杨用及温和地接过了他的话,声音平静而从容:
“大乾曾经的布衣宰相,两朝帝师。文压翰林,武……姑且也算有些手腕。”
他顿了顿,看向面无人色的杜文渊:
“杜侍郎,十六年不见,别来无恙?”
轰——
杜文渊的脑子里,仿佛有什么东西炸开了!
杨用及!
真的是杨用及!
那个传说中的布衣宰相,那个被无数文人视为精神领袖,那个在十六年前突然挂冠而去、飘然远隐,留下无数传说的……杨用及!
他竟然还活着!
他竟然……在北凉!
他竟然……是苏清南的幕僚?!
“不……不可能……”
杜文渊喃喃自语,整个人已经彻底麻木:
“杨公……您怎么会……怎么会在这里……您不是……不是已经……”
“已经死了?或者破碎虚空而去了?”
杨用及微微一笑,那笑容温润儒雅,却让杜文渊感到一股寒意从脊椎直冲头顶:
“十六年前,我确实该死了。
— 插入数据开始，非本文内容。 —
PR #130, opened 2025-05-17
Update rbmem.asm

Nitrobotics:
Enable the Flash write efficiency.  This may need to become a dmode option for long-term testing.  In my tests it never fails, and provides much faster writes after the Flash chip has been erased or soft-formatted to $FF sectors.


jfed6000 (approved):
Approved.

PR #132, opened 2025-05-18
F256/palette fix

MatthewMassie:
This fixes the 0 palette color issue when booting drive images from FEU. Fixed Basic09 Paint example now that CMDS is cleaned up. Reflashed FEU and tested.


jfed6000 (approved):
Approved

PR #133, opened 2025-05-18
Remove pipe-related modules to keep the FEU bootfile under the necess…

boisy:
…ary size.

- Since FEU is really just a minimal OS-9 Level 1 environment for booting, running the debugger, and basic file manipulation, it doesn't need all the features of a full OS-9 Level 1 system, which can still be made on an SD card.


jfed6000 (approved):
Approved.

PR #141, opened 2025-05-23
F256/wizfi

Nitrobotics:
Reduced driver size.  Compatible with any proposed register base.
xmode /wz hpa=4040  <- current MMU-based scheme
xmode /wz hpa=ff20   <- proposed base being tested


jfed6000 (approved):
Approved

PR #150, opened 2025-05-26
Remove $Id$ and "Disassembled" lines across the source base.

boisy:
This commit removes these longstanding comment lines in sources:

```
* $Id$
*
```

and:

```
* Disassembled ...... by RML (or whomever)

```


level1/cmds/dmode.asm
```diff
@@ -44,13 +42,9 @@
 * May be a back-port from Carl Kreider's dmode for OSK
 *
 * 2 / 4    2004/02/28  Rodney V. Hamilton
-* Disassembled new dmode, added comments and KD/RAK mods.
```
Deek, line 47: This is a real comment.

Deek (changes requested):
I have no problem removing $Id$ lines, but Disassembled lines include useful information.

They don't just say when it was done either, some of them include the names of the people who did the actual work of disassembling and documenting the code. That information should not be deleted, and if it's already been removed before it should be restored -- I notice that an earlier commit stripped a notice from Alan Dekok.

level1/cmds/dmode.asm
boisy: Good point. I forced push a new commit that only removes $Id$.

PR #153, opened 2025-05-29
start docs/history.txt with prose from LCB

strickyak:
What do folks think of starting a text file to record the history of NitrOS9?
To save tidbits of history that come out on the Discord or other social media.
We can save scraps here, hoping someone will incorporate them into a better work. 

If we decide to keep it, consider this free to be added to, like a wiki page.


boisy:
> What do folks think of starting a text file to record the history of NitrOS9? To save tidbits of history that come out on the Discord or other social media. We can save scraps here, hoping someone will incorporate them into a better work.
> 
> If we decide to keep it, consider this free to be added to, like a wiki page.

I think it's a great idea.

boisy (approved):

PR #2006, opened 2021-07-24
[docs] minor wording improvement in migration guide

Ncookiez:
Simple typo fixed.


benmccann:
I don't think this is necessarily wrong or a typo, but agree it reads better this way, so I'll go ahead and merge it

Issue #1940, opened 2021-07-18
Configurable error handling for prerender


happycollision:
### Describe the problem

You can reference #1935 for some context. I was pretty frustrated that my build was failing on the very first 404 it encountered once the adapter took over. I had no idea that there was an option to change that behavior. Yes, I eventually found it, but I looked several times in the wrong location.

There are several reasons I didn't find the option I was looking for:

1. I assumed that since the failure was during the adapter phase of the build that I should be looking at the adapter instead of the kit config.
2. I had no idea that the failure was happening during _prerender_, because I just wasn't familiar enough with the steps involved with building. 
    1. And `--verbose` does not indicate you are prerendering either
    2. Upon closer inspection of the stack trace, "prerender" appears, but so does "adapt" and "visit", with "visit" being the most prominent in reference to the error. 
3. `prerender.force` seems—to me—to suggest an override, not of a _failure_, but of _some other option_ that perhaps a plugin is trying to set or something.

When initially looking through the docs, I saw the section describing `prerender` options. I even read `crawl` and `enabled` carefully but completely skipped over `force` for the reason I mentioned above.

Eventually I thought to search for the word "fail" in the docs (luckily only 6 occurrences) and found that the description I _glanced right past_ had the answer.

Yes, It is in the docs. Yes, it clearly states what the option does. But its name threw me off the trail.

### More log information
I think that, in general, more indication of what is happening during the build might have led me to pay closer attention to the option group I needed. If there was more indication of what was happening in the terminal, perhaps I'd have seen that, "Oh, we are in the prerendering phase" when it failed.

I really thought that the adapter was totally separate from the config for the rest of the app, but apparently not!

### Different naming
In addition to that, a different name for the `force` option might be better. One of these?

- `continueOnError`
- `continueOn404`
- `bailOnError` (inverse)
- `bailOn404` (inverse)

#### Many toggles
Perhaps—if someone wants to get crazy—more granular control? I assume that there are other errors besides a missing image link that can fail a prerender. It might be nice if you could specify...

```
{
  prerender: {
    failBuildOn: {
      missingMediaLink: false,
      missingInternalPageLink: true,
      missingExternalPageLink: false,
      // ... etc
    },
  },
}
```

But I am guessing that is WAY overboard. And probably presents a fairly large surface area for bugs.

#### Escape hatch
Though you could instead do something like this
```tsx
interface KitOptions {
  prerender: {
    onError: 'fail' | 'continue' | (err: Reason) => boolean
[...]

PR #2007, opened 2021-07-25
Change config `prerender.force` to `prerender.onError`

happycollision:
fixes sveltejs/kit#1940

Essentially, we are doing this:

```diff
kit: {
  prerender: {
    crawl: boolean;
    enabled: boolean;
-   force: boolean;
+   onError: 'fail' | 'continue' | ((details: RequestDetails) => void | never);
    pages: string[];
  }
}
```

- Changing from `force` to `onError` gives a somewhat more descriptive
  name to the option.
- Using the strings "fail" and "continue" further clarifies what the
  option does.
- Providing your own function to deal with an error allows for
  fine-tuning which errors fail the build and which do not.

The original ticket suggested that the custom function return a boolean,
but after seeing the implementation of the error handler in svelteKit, I
thought it more fitting to just allow it the exact same API: throw if
you want the build to fail.

## Teaching the new option via error message:

This PR also adds a failing option check for using the old `force` property, and gives you the proper value to use in its place as well. This should help when people version bump to the latest build.

CleanShot 2021-07-24 at 20 53 16@2x

CleanShot 2021-07-24 at 22 43 13@2x

#### Throw to fail

CleanShot 2021-07-26 at 20 53 51@2x

#### Anything but throwing will continue the build

CleanShot 2021-07-26 at 21 00 43@2x

#### fail
CleanShot 2021-07-24 at 20 59 05@2x

#### continue
CleanShot 2021-07-24 at 20 58 22@2x

### Tests

### Changesets

### DIFF
--- a/documentation/docs/14-configuration.md
+++ b/documentation/docs/14-configuration.md
@@ -48,7 +48,7 @@ const config = {
 		prerender: {
 			crawl: true,
 			enabled: true,
-			force: false,
+			onError: 'fail',
 			pages: ['*']
 		},
 		router: true,
@@ -148,7 +148,30 @@ See [Prerendering](#ssr-and-javascript-prerender). An object containing zero or 
 
 - `crawl` — determines whether SvelteKit should find pages to prerender by following links from the seed page(s)
 - `enabled` — set to `false` to disable prerendering altogether
-- `force` — if `true`, a page that fails to render will _not_ cause the entire build to fail
+- `onError`
+
+  - `'fail'` — (default) fails the build when a routing error is encountered when following a link
+  - `'continue'` — allows the build to continue, despite routing errors
+  - `function` — custom error handler allowing you to log, `throw` and fail the build, or take other action of your choosing based on the details of the crawl
+
+    ```ts
+    /** @type {import('@sveltejs/kit').PrerenderErrorHandler} */
+    const handleError = ({ status, path, referrer, referenceType }) => {
+    	if (path.startsWith('/blog')) throw new Error('Missing a blog page!');
+    	console.warn(`${status} ${path}${referrer ? ` (${referenceType} from ${referrer})` : ''}`);
+    };
+
+    export default {
+    	kit: {
+    		adapter: static(),
+    		target: '#svelte',
+    		prerender: {
+    			onError: handleError
+    		}
+    	}
+    };
+    ```
+
 - `pages` — an array of pages to prerender, or start crawling from (if `crawl: true`). The `*` string includes all non-dynamic routes (i.e. pages with no `[parameters]` )
 
 ### router
--- a/packages/kit/src/core/adapt/prerender.js
+++ b/packages/kit/src/core/adapt/prerender.js
@@ -5,6 +5,12 @@ import { mkdirp } from '../filesystem/index.js';
 import { __fetch_polyfill } from '../../install-fetch.js';
 import { SVELTE_KIT } from '../constants.js';
 
+/**
+ * @typedef {import('types/config').PrerenderErrorHandler} PrerenderErrorHandler
+ * @typedef {import('types/config').PrerenderOnErrorValue} OnError
+ * @typedef {import('types/internal').Logger} Logger
+ */
+
 /** @param {string} html */
 function clean_html(html) {
 	return html
@@ -45,13 +51,34 @@ function get_srcset_urls(attrs) {
 	return results;
 }
 
+/** @type {(errorDetails: Parameters<PrerenderErrorHandler>[0] ) => string} */
+function errorDetailsToString({ status, path, referrer, referenceType }) {
+	return `${status} ${path}${referrer ? ` (${referenceType} from ${referrer})` : ''}`;
+}
+
+/** @type {(log: Logger, onError: OnError) => PrerenderErrorHandler} */
+function chooseErrorHandler(log, onError) {
+	switch (onError) {
+		case 'continue':
+			return (errorDetails) => {
+				log.error(errorDetailsToString(errorDetails));
+			};
+		case 'fail':
+			return (errorDetails) => {
+				throw new Error(errorDetailsToString(errorDetails));
+			};
+		default:
+			return onError;
+	}
+}
+
 const OK = 2;
 const REDIRECT = 3;
 
 /** @param {{
  *   cwd: string;
  *   out: string;
- *   log: import('types/internal').Logger;
+ *   log: Logger;
  *   config: import('types/config').ValidatedConfig;
  *   build_data: import('types/internal').BuildData;
  *   fallback?: string;
@@ -75,14 +102,7 @@ export async function prerender({ cwd, out, log, config, build_data, fallback, a
 		read: (file) => readFileSync(join(config.kit.files.assets, file))
 	});
 
-	/** @type {(status: number, path: string, parent: string | null, verb: string) => void} */
-	const error = config.kit.prerender.force
-		? (status, path, parent, verb) => {
-				log.error(`${status} ${path}${parent ? ` (${verb} from ${parent})` : ''}`);
-		  }
-		: (status, path, parent, verb) => {
-				throw new Error(`${status} ${path}${parent ? ` (${verb} from ${parent})` : ''}`);
-		  };
+	const error = chooseErrorHandler(log, config.kit.prerender.onError);
 
 	const files = new Set([...build_data.static, ...build_data.client]);
 
@@ -107,9 +127,9 @@ export async function prerender({ cwd, out, log, config, build_data, fallback, a
 
 	/**
 	 * @param {string} path
-	 * @param {string?} parent
+	 * @param {string?} referrer
 	 */
-	async function visit(path, parent) {
+	async function visit(path, referrer) {
 		path = normalize(path);
 
 		if (seen.has(path)) return;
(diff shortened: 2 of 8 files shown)


packages/kit/src/core/adapt/prerender.js
```diff
@@ -75,14 +75,31 @@ export async function prerender({ cwd, out, log, config, build_data, fallback, a
...
-	const error = config.kit.prerender.force
-		? (status, path, parent, verb) => {
-				log.error(`${status} ${path}${parent ? ` (${verb} from ${parent})` : ''}`);
-		  }
-		: (status, path, parent, verb) => {
-				throw new Error(`${status} ${path}${parent ? ` (${verb} from ${parent})` : ''}`);
-		  };
+	/** @typedef {((status: number, path: string, parent: string | null, verb: string) => void | never)} InternalErrorHandler */
+	/** @type {InternalErrorHandler} */
+	const error = (function () {
```
happycollision, line 80: I am happy to rewrite this as something other than an IIFE, but it seemed a decent way to colocate everything.

packages/kit/src/core/config/index.spec.js
```diff
@@ -50,7 +50,9 @@ test('fills in defaults', () => {
 			prerender: {
 				crawl: true,
 				enabled: true,
-				force: false,
+				// This can be removed entirely after we remove the validation error associated with using `force`
```
benmccann, line 53:
```suggestion
				// TODO: remove this for 1.0 release
```

packages/kit/src/core/config/options.js
```diff
@@ -121,7 +121,32 @@ const options = {
 				children: {
 					crawl: expect_boolean(true),
 					enabled: expect_boolean(true),
-					force: expect_boolean(false),
+					force: {
```
benmccann, line 124:
```suggestion
				// TODO: remove this for 1.0 release
				force: {
```

packages/kit/types/config.d.ts
```diff
@@ -78,6 +78,13 @@ export type Config = {
 	preprocess?: any;
 };
 
+export type PrerenderErrorHandler = (errorDetails: {
+	status: number;
+	path: string;
+	parent: string | null;
```
benmccann, line 84: it's not clear to me from name alone - what is `parent`? should we rename to `referer`? would that be the same? or if the current name is the best, let's add some docs to explain what it is

packages/kit/src/core/adapt/prerender.js
benmccann: could we just make it a function that lives outside the `prerender` function?

happycollision: Happy to.

packages/kit/types/config.d.ts
happycollision: I think `referrer` is better, yeah.

happycollision:
All set. Thanks @benmccann!

documentation/docs/14-configuration.md
```diff
@@ -148,7 +148,30 @@ See [Prerendering](#ssr-and-javascript-prerender). An object containing zero or
 
 - `crawl` — determines whether SvelteKit should find pages to prerender by following links from the seed page(s)
 - `enabled` — set to `false` to disable prerendering altogether
-- `force` — if `true`, a page that fails to render will _not_ cause the entire build to fail
+- `onError`
+
+  - `"fail"` — (default) fails the build when a routing error is encountered when following a link
```
benmccann, line 153:
```suggestion
  - `'fail'` — (default) fails the build when a routing error is encountered when following a link
```

documentation/docs/14-configuration.md
```diff
@@ -148,7 +148,30 @@ See [Prerendering](#ssr-and-javascript-prerender). An object containing zero or
...
+  - `"continue"` — allows the build to continue, despite routing errors
```
benmccann, line 154:
```suggestion
  - `'continue'` — logs the error and allows the build to continue despite any routing errors
```

documentation/docs/14-configuration.md
```diff
@@ -148,7 +148,30 @@ See [Prerendering](#ssr-and-javascript-prerender). An object containing zero or
...
+  - function — you can use the `errorDetails` to determine whether or not to `throw`, thereby failing the build.
+
+    ```ts
+    /** @type {import('@sveltejs/kit').PrerenderErrorHandler} */
+    const handleError = ({ status, path, parent, verb }) => {
```
benmccann, line 159: need to change `parent` to `referer` here and below

documentation/docs/14-configuration.md
```diff
@@ -148,7 +148,30 @@ See [Prerendering](#ssr-and-javascript-prerender). An object containing zero or
 
 - `crawl` — determines whether SvelteKit should find pages to prerender by following links from the seed page(s)
 - `enabled` — set to `false` to disable prerendering altogether
-- `force` — if `true`, a page that fails to render will _not_ cause the entire build to fail
+- `onError`
+
+  - `"fail"` — (default) fails the build when a routing error is encountered when following a link
+  - `"continue"` — allows the build to continue, despite routing errors
+  - function — you can use the `errorDetails` to determine whether or not to `throw`, thereby failing the build.
```
benmccann, line 155: I don't see anything defining `errorDetails`, so let's remove the reference to it
```suggestion
  - `function` — custom error handler allowing you to log, `throw` and fail the build, or take other action of your choosing based on the details of the crawl
```

documentation/docs/14-configuration.md
benmccann: Also, I think that the ending brace is missing

packages/kit/src/core/adapt/prerender.js
```diff
@@ -45,6 +45,32 @@ function get_srcset_urls(attrs) {
 	return results;
 }
 
+/** @typedef {((status: number, path: string, parent: string | null, verb: string) => void | never)} InternalErrorHandler */
```
benmccann, line 48: Can we call this `PrerenderErrorHandler` or `ErrorHandler` instead? It's not just internal in my mind since the API is exposed for the user to provide it

benmccann: Oh, actually, I see `PrerenderErrorHandler` already defined in `types/config`. Can we just reuse that existing type definition?

benmccann:
Lgtm. I left a handful of minor comments. I really like the idea of using a function to give the user more control and stole the idea for another PR https://github.com/sveltejs/kit/pull/2008

packages/kit/src/core/adapt/prerender.js
happycollision: Actually, it is a slightly different type. The one defined in config is the public version, which gathers all the arguments into a single object, instead of four separate parameters. I made the distinction so that it matched the aesthetic established for the `load` function.

I’ll just make all references to an error-like function in this file just use the single argument version.

happycollision:
@benmccann , in this final pass, I took a little more liberty with the names of those properties (`verb` became `referenceType`) and also with the call sites for the `error` function (as I mentioned I would in my response to your request about types.

Additionally, on the types front, I created local references for types that are used more than once (or are especially long) near the top of the file. They can be inlined if that is more desirable, but I feel that things are more readable this way.

packages/kit/src/core/adapt/prerender.js
```diff
@@ -5,6 +5,12 @@ import { mkdirp } from '../filesystem/index.js';
 import { __fetch_polyfill } from '../../install-fetch.js';
 import { SVELTE_KIT } from '../constants.js';
 
+/**
+ * @typedef {import('types/config').PrerenderErrorHandler} PrerenderErrorHandler
+ * @typedef {import('types/config').ValidatedConfig['kit']['prerender']['onError']} OnErrorConfig
+ * @typedef {import('types/internal').Logger} Logger
+ */
+
```
happycollision, line 13: Logger is used twice, PrerenderErrorHandler is used a few times, and OnErrorConfig is just a really long line which muddied up the definition it was being used in.

packages/kit/src/core/adapt/prerender.js
```diff
@@ -183,7 +203,12 @@ export async function prerender({ cwd, out, log, config, build_data, fallback, a
 				if (response_type === OK) {
 					log.info(`${result.status} ${dependency_path}`);
 				} else {
-					error(result.status, dependency_path, path, 'fetched');
+					error({
+						status: result.status,
+						path: dependency_path,
+						referrer: path,
+						referenceType: 'fetched'
+					});
```
happycollision, line 211: Changing this and the one at line 185 simplifies how many function signatures we are juggling for dealing with errors (from 2 very similar down to 1). Now, all of them take one argument.

packages/kit/src/core/adapt/prerender.js
```diff
@@ -5,6 +5,12 @@ import { mkdirp } from '../filesystem/index.js';
 import { __fetch_polyfill } from '../../install-fetch.js';
 import { SVELTE_KIT } from '../constants.js';
 
+/**
+ * @typedef {import('types/config').PrerenderErrorHandler} PrerenderErrorHandler
+ * @typedef {import('types/config').ValidatedConfig['kit']['prerender']['onError']} OnErrorConfig
```
benmccann, line 10: I think a nicer way to do this line would be to create a value in the `.d.ts` file that's exported from there and then imported here:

”
他的声音很平静,仿佛在讲述别人的故事:
“当年我挂冠而去,并非因为什么‘天象示警,国运有厄’,而是因为我发现了一件……很有趣的事。”
“什么事?”
杜文渊下意识问道。
“我发现,大乾的国运,正在被人……偷偷蚕食。”
杨用及的目光,忽然变得锐利如刀:
“有人勾结北蛮,出卖军情;有人私通影月神宫,换取邪术;更有人……暗中谋害皇室血脉,企图颠覆江山。”
他每说一句,杜文渊的脸色就白一分。
“我本想将此事禀报先帝,但还没等我进宫,就遭到了……截杀。”
杨用及的语气依旧平静,但那双温润的眼眸中,却闪过一丝冰冷的杀意:
“两位陆地神仙,十二位天境,在乾京城外三百里的‘断魂谷’设伏。”
“若非我早有准备,恐怕十六年前,我就真的死了。”
杜文渊浑身一颤:
“那……那是谁……”
“是谁?”
杨用及笑了笑:“杜侍郎在朝为官多年,难道猜不到吗?”
杜文渊猛地看向苏清南。
只见苏清南依旧神色平静,但那双眼睛深处,却仿佛有寒冰在凝聚。
“原来如此……”
杜文渊喃喃道。
结合当年之事,他的心中似乎已经有了答案。
杨用及的声音将杜文渊拉回现实:
“为什么我会在北凉?”
“因为只有在这里,才能完成我当年未竟的事业。”
“因为只有北凉王,才有能力……肃清这污浊的世道。”
他看向杜文渊,目光深邃:
“杜侍郎,你是聪明人。”
“现在,你有一个选择。”
“选择?”杜文渊茫然。
“是继续当狗,回去复命,然后等着北凉大军兵临城下时,被当成弃子。”
杨用及的声音很轻,却字字诛心:
“还是……为自己,谋一条生路。”
生路……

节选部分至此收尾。